So Florida State went 3-1 for the week and took two out of three games from a ranked opponent - Yippee. Sorry if I don't break out the champagne yet to celebrate another ACC championship and College World Series berth. There are some major problems going on with this team right now, and while there's plenty of time to straighten things out, the problems haven't been improving.


Junior pitcher Trent Peterson was one of three starting pitchers to earn a win last week.
The hitting simply isn't there. Everyone keeps saying 'it'll come around,' well - they've been saying it since January 31st, and we're still waiting. Sure, the team batting average was up around .320 for a few weeks while the Noles were playing little-sisters-of-the-poor, but now that it's ACC time, I believe the true colors of this team's offense are showing through. FSU is now hitting a very mediocre .300 through thirty-three games of the season, and that's without even facing the trials of Hell known as April when the Seminoles play three games against No. 19 Wake Forest, three games against No. 10 Clemson, six games against No. 13 Miami, followed by three games against No. 2 Georgia Tech in early May.

The pitching staff remained the star of the team this week, with starters Glen Simon, Trent Peterson, and Daniel Davidson all having very solid outings and earned wins. Daniel Hodges picked up his seventh save of the year and extended his scoreless inning streak to 33.1, dating back to last season which includes twenty-three appearances.


Sophomore shortstop Stephen Drew remains the most feared batter in the lineup.
But beneath that gem of a staff lies the undercurrents of some very bad trends which are about to boil over. Rhett James continues to be the iron man of the staff, at the expense of several other capable relievers. I know I've been harping on this for a few weeks now, but Kevin Lynch, who pitched 33 innings for FSU in 2002, has been limited to only 10.2 innings so far this season. In the last thirteen games, Lynch has thrown exactly one pitch while James has seen action in nearly every one of those games.

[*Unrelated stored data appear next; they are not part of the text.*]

PR #2083, opened 2024-10-02
Failure to parse query with PRIOR in select list

hannes92:
Encountered a failure with parsing queries having PRIOR in the select list (select t.id, prior t.id as parent_id ...).
Thought I would give it a try and fix it myself, but this is my first encounter with AST:s and parser libs in general so do keep that in mind.


manticore-projects:
Excellent work, very clean!
Thank you very much for your interest and contribution and we are looking for seeing more from you soon. Cheers!

Issue #2016, opened 2024-06-07
[BUG] JSQLParser Version : 4.0 : ON condition not parsed correctly when modifying SQL with natural join


Createsequence:
**Description**

Hi, I am trying to dynamically add condition statements to SQL using JSqlparser. However, it seems there is an issue when the SQL contains a natural join:

~~~java
public static void main(String[] args) throws JSQLParserException {
    String sql = "SELECT * FROM A a, B b where a.id = b.id";
    Statement statement = CCJSqlParserUtil.parse(sql, null);
    PlainSelect plainSelect = (PlainSelect) ((Select) statement).getSelectBody();
    Join join = CollUtil.getFirst(plainSelect.getJoins());
    // append a condition "a.id = '100'"
    join.setOnExpression(new EqualsTo(new Column("a.id"), new StringValue("100")));

    // = "SELECT * FROM A a, B b WHERE a.id = b.id"
    System.out.println(statement.toString());
}
~~~

I am not sure how JSqlparser handles this situation, but `SELECT * FROM A a, B b WHERE a.id = b.id` is clearly not the expected result.

**Analysis**

I tried debugging to find the root cause of this issue. I noticed that in the above code, the query of table B is parsed into a `net.sf.jsqlparser.statement.select.Join` object, and at this point, `Join.simple` is `true`.

After setting the ON condition with `join.setOnExpression(new EqualsTo(new Column("a.id"), new StringValue("100")));` and attempting to convert it back to SQL, the ON condition is not correctly parsed into SQL because `Join.simple` is `true`:

~~~java
@Override
public String toString() {
    if (isSimple() && isOuter()) {
        return "OUTER " + rightItem;
    } else if (isSimple()) {
        return "" + rightItem;
    } else {

        // isSimple() returns true, so this branch is ignored

        String type = "";

        if (isRight()) {
            type += "RIGHT ";
        } else if (isNatural()) {
            type += "NATURAL ";
        } else if (isFull()) {
            type += "FULL ";
        } else if (isLeft()) {
            type += "LEFT ";
        } else if (isCross()) {
            type += "CROSS ";
        }

        if (isOuter()) {
            type += "OUTER ";
        } else if (isInner()) {
            type += "INNER ";
        } else if (isSemi()) {
            type += "SEMI ";
        }

        if (isStraight()) {
            type = "STRAIGHT_JOIN ";
        } else if (isApply()) {
            type += "APPLY ";
        } else {
            type += "JOIN ";
[...]

PR #2108, opened 2024-11-13
Fix issue 2106: Add parsing functionality for MySQL ADD PARTITION and DROP PARTITION clauses in ALTER TABLE statements(2)

minleejae:
Summary
This PR addresses the issue #2016 with JSQLParser's inability to parse ADD PARTITION clauses in ALTER TABLE statements for MySQL 8.0. Previously, these clauses were not recognized, causing parsing errors for certain ALTER TABLE operations.

Changes
- Modified the parser to correctly identify and handle the ADD PARTITION clauses, including `storage options`, allowing for accurate parsing of these statements.
- Added support for parsing `DROP PARTITION` clauses.
- Refactored the `TRUNCATE PARTITION` parsing functionality.

References
MySQL Documentation: [ALTER TABLE Partition Operations](https://dev.mysql.com/doc/refman/8.4/en/alter-table-partition-operations.html)


minleejae:
Hello,
I'm encountering a StackOverflowError during the compileJava task in the CI environment, as shown in the error log below. However, I haven't been able to reproduce this issue locally, I'd greatly appreciate your guidance.
Notably, this error did not occur before the fix Codacy commit.

manticore-projects:
Thank you for your contribution.
Unfortunately I have no idea yet what causes this Stack Overflow:
1) I can't re-produce it locally
2) It worked fine on GitHub one time, only to fail afterwards many times -- without any changes on the Java code

minleejae:
@manticore-projects 
Thank you for checking into this. Could the StackOverflowError in the Gradle CI environment be due to an insufficient stack size? I’m not sure, but it might be the issue.

manticore-projects:
Right now, my uneducated guess was about a build-caching issue because the builds succeed first time and then fail sub-sequentially. We will figure this out eventually.

manticore-projects:
@minleejae: If you ever come to Thailand for a course of golf, please do let me know!

minleejae:
@manticore-projects 
Thank you for the warm welcome!

Regarding the Gradle CI issue, it's possible that the errors we’re seeing might be related to build-caching inconsistencies, which makes it an interesting topic to look into further. 

Additionally, I’m not very familiar with JavaCC syntax, I’m curious—does using `LOOKAHEAD` in JavaCC have any notable impact on performance compared to not using it?

manticore-projects:
> Additionally, I’m not very familiar with JavaCC syntax, I’m curious—does using `LOOKAHEAD` in JavaCC have any notable impact on performance compared to not using it?

Yes, it does come with a performance penalty although you need to distinguish:

1) a numeric LOOKAHEAD like `LOOKAHEAD(2)` is harmless because it will check the next 2 tokens only. In fact I have seen grammars that apply a default LOOKAHEAD(3) to just everything (JSQLParser's default is LOOKAHEAD(1))

2) a semantic LOOKAHEAD is really expensive and must be avoided at all cost -- although we use it especially for `FUNCTION`. Unfortunately SQL is a terrible dialect by design with no clear blocks and to make things worse, JSQLParser has grown over 20+ years and also tries to be dialect agnostic. So we have no choice but to engage some functional lookahead -- even when you can actually break the parser with it. For this reason we have `COMPLEX` vs. `SIMPLE` parsing modes. All not very beautiful from a technical point of view, but in practice it just works most of the time.

Issue #2123, opened 2024-12-12
[FEATURE] TablesNamesFinder does not support CREATE VIEW


cptnricard:
Is there a reason why `TablesNamesFinder` supports a `CREATE TABLE` but throws an exception for a `CREATE VIEW`?
Wouldn't the implementation be almost identical?

The current implementation is 
```java
    @Override
    public <S> Void visit(CreateView createView, S context) {
        throwUnsupported(createView);
        return null;
    }
```

It seems that it could easily be replaced with 
```java
    @Override
    public <S> Void visit(CreateView create, S context) {
        visit(create.getView(), null);
        if (create.getSelect() != null) {
            create.getSelect().accept((SelectVisitor<?>) this, context);
        }
        return null;
    }
```

Which is almost a copy&paste of the CREATE TABLE implementation
```java
    @Override
    public <S> Void visit(CreateTable create, S context) {
        visit(create.getTable(), null);
        if (create.getSelect() != null) {
            create.getSelect().accept((SelectVisitor<?>) this, context);
        }
        return null;
    }
```

manticore-projects:
Greetings!
You are right of course and your PR was very welcome.

manticore-projects:
fixed via #2124

PR #2124, opened 2024-12-15
fix: [FEATURE] TablesNamesFinder does not support CREATE VIEW #2123

cptnricard:
TablesNamesFinder did not have an implementation for `CREATE VIEW AS SELECT ...`


manticore-projects:
great job, thank you for your contribution and interest! cheers!

PR #2128, opened 2024-12-22
add support for MATERIALIZED in WITH clause

tomershay:
This PR adds support for MATERIALIZED CTEs: `WITH table AS MATERIALIZED ...`

Reference: https://www.postgresql.org/docs/current/queries-with.html#QUERIES-WITH-CTE-MATERIALIZATION


manticore-projects:
Thank you!

PR #19, opened 2021-06-22
Change "Class" to "Topic"

### LINKED ISSUE #2: Change 'classX' to 'TopicX'.
Title. 
I hate the use of classX since they are not classes, but topics.

jdelamer:
Following closes #2


jameshughes89:
Perhaps also rename the files to `topicX.rst` too. 

This would require some extra searching for links to anything with `classX.rst`, but these could be found with a `grep`

jdelamer:
@jameshughes89 I have change the filenames and the link in the labs, etc.

Issue #21, opened 2021-07-23
Include Lex Fridman googling video


jameshughes89:
If they don't take me seriously, then maybe they'll take him seriously. 

https://www.youtube.com/watch?v=e9C_cgL2150

PR #20, opened 2021-07-06
Update headings

jdelamer:
#1  Update headings following: https://thomas-cokelaer.info/tutorials/sphinx/rest_syntax.html#id8.
As each page was starting with a "section," I updated the subsection consequently.
I also checked that the underlines were of the size of the titles.
All the files are now following the organization below:

```
Section
=======

Subsection
----------
```

Issue #9, opened 2021-06-13
Remove online section details


jameshughes89:
Cut the section 12 (online) details from index and outline.

jameshughes89:
There's also something in class/topic 1 about the two sections.

Issue #1, opened 2021-06-11
Update headings such that they follow the correct heirarchy


jameshughes89:
Currently the files have no consistency with respect to heading levels. Go through and fix them. https://thomas-cokelaer.info/tutorials/sphinx/rest_syntax.html#headings

PR #25, opened 2021-07-23
:mortar_board: Topic1 Review and update

jameshughes89:
### Related Issues or PRs
Related to #20 #21 #9 #1

### What
Do an edit pass over topic 1. A few small changes are made. 

### Why
Haven't done this in a while. 

### Additional Notes
This PR should not suggest Topic1 is now ready.


source/topic1.rst
```diff
@@ -104,20 +106,21 @@ We've already done this once already, but let's try it again:
...
-and you're keen to get the most out of the class, it's worth considering.   
+* Just to be crystal clear: you **do not** need to bring a laptop to class
+* If you have one, and you're keen to get the most out of the class, it's worth considering
    
    
 Is this class easy?
-^^^^^^^^^^^^^^^^^^^
+===================
+
+The quick answer is, no --- it's pretty hard
```
twentylemon, line 123: The quick answer is, it depends. Ease is relative.

source/topic1.rst
```diff
@@ -128,73 +131,78 @@ Is this class easy?
...
+* Unfortunately, intro to CS classes do often have an unusually high fail rate.
 
 
 So I should be terrified?
-^^^^^^^^^^^^^^^^^^^^^^^^^
+=========================
 
-No. Really really no. It's actually not that bad, but you should be prepared to be challenged (but that's why we're all here, right?). 
+* No. 
+* It's actually not that bad, but you should be prepared to be challenged
```
twentylemon, line 146: I'm not sure I would word it like that. Sounds like dunking on those that do end up failing. Perhaps adding something like this is sufficient to set the tone:
> It's actually not that bad _if you put in the effort_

What was a very deep pitching has now turned into three weekend starters, five middle-relievers, and one closer. So far, FSU's bullpen hasn't truly been tested in a three-game series, Stanford Sunday not withstanding. What's going to happen when the Noles need an arm against Miami on Sunday afternoon and have to turn to Lynch or Matt DiBlasi, who haven't seen any meaningful time on the mound for months? Trust me; I've seen enough college baseball to tell you that it won't be pretty.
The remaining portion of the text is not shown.